PR #272, opened 2026-05-29
Add Bool(strict=False) to to use truthyness of object

frmdstryr:
This adds a new bool_promote validation mode that uses the value's truthyness to determine the saved value. 

Since this pushes the number of validators over 32 the enum needs another bit. To avoid adding extra padding (and make room for any potential future validators), the index was moved into the packed struct and changed to uint16_t (since catom only supports u16 anyways).

Using a negative index is now an error. This is potentially breaking but I think also a user error so that's ok in my opinion.

### DIFF
--- a/atom/scalars.py
+++ b/atom/scalars.py
@@ -85,7 +85,7 @@ class Bool(Value):
     """A value of type `bool`.
 
     By default, bools are strictly typed.  Pass strict=False to the
-    constructor to use the result truthyness of the value (eg bool(value)).
+    constructor to use the truthyness of the value (eg bool(value)).
 
     """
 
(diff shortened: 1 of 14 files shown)


MatthieuDartiailh:
I am not a fan of adding another coercion like behavior. But I can understand the need. Could you add changelog entry ?

sccolbert:
Apparently GH is now blocking my email replies, so here I am... :sigh:

> Can't you already do this with a `Coerced` atom? That's why I made that Atom, for the rare case that you need to coerce something to a different type...

> Pretty sure `Coerced(bool)` is all you need for this...

sccolbert:
If it's a perf issue, I'd need to see some evidence for a real use case where it makes a real difference...

frmdstryr:
Yes Coerced(bool) can be used instead, but there's already strict arguments for the Int, Float, Str, and Bytes members so this is mainly for consistency.  If it's unwanted then this can be closed, it's not a big deal.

^^^^^^^^

With no line omitted, copy all the data exactly.

PR #272, opened 2026-05-29
Add Bool(strict=False) to to use truthyness of object

frmdstryr:
This adds a new bool_promote validation mode that uses the value's truthyness to determine the saved value. 

Since this pushes the number of validators over 32 the enum needs another bit. To avoid adding extra padding (and make room for any potential future validators), the index was moved into the packed struct and changed to uint16_t (since catom only supports u16 anyways).

Using a negative index is now an error. This is potentially breaking but I think also a user error so that's ok in my opinion.

### DIFF
--- a/atom/scalars.py
+++ b/atom/scalars.py
@@ -85,7 +85,7 @@ class Bool(Value):
     """A value of type `bool`.
 
     By default, bools are strictly typed.  Pass strict=False to the
-    constructor to use the result truthyness of the value (eg bool(value)).
+    constructor to use the truthyness of the value (eg bool(value)).
 
     """
 
(diff shortened: 1 of 14 files shown)


MatthieuDartiailh:
I am not a fan of adding another coercion like behavior. But I can understand the need. Could you add changelog entry ?

sccolbert:
Apparently GH is now blocking my email replies, so here I am... :sigh:

> Can't you already do this with a `Coerced` atom? That's why I made that Atom, for the rare case that you need to coerce something to a different type...

> Pretty sure `Coerced(bool)` is all you need for this...

sccolbert:
If it's a perf issue, I'd need to see some evidence for a real use case where it makes a real difference...

frmdstryr:
Yes Coerced(bool) can be used instead, but there's already strict arguments for the Int, Float, Str, and Bytes members so this is mainly for consistency.  If it's unwanted then this can be closed, it's not a big deal.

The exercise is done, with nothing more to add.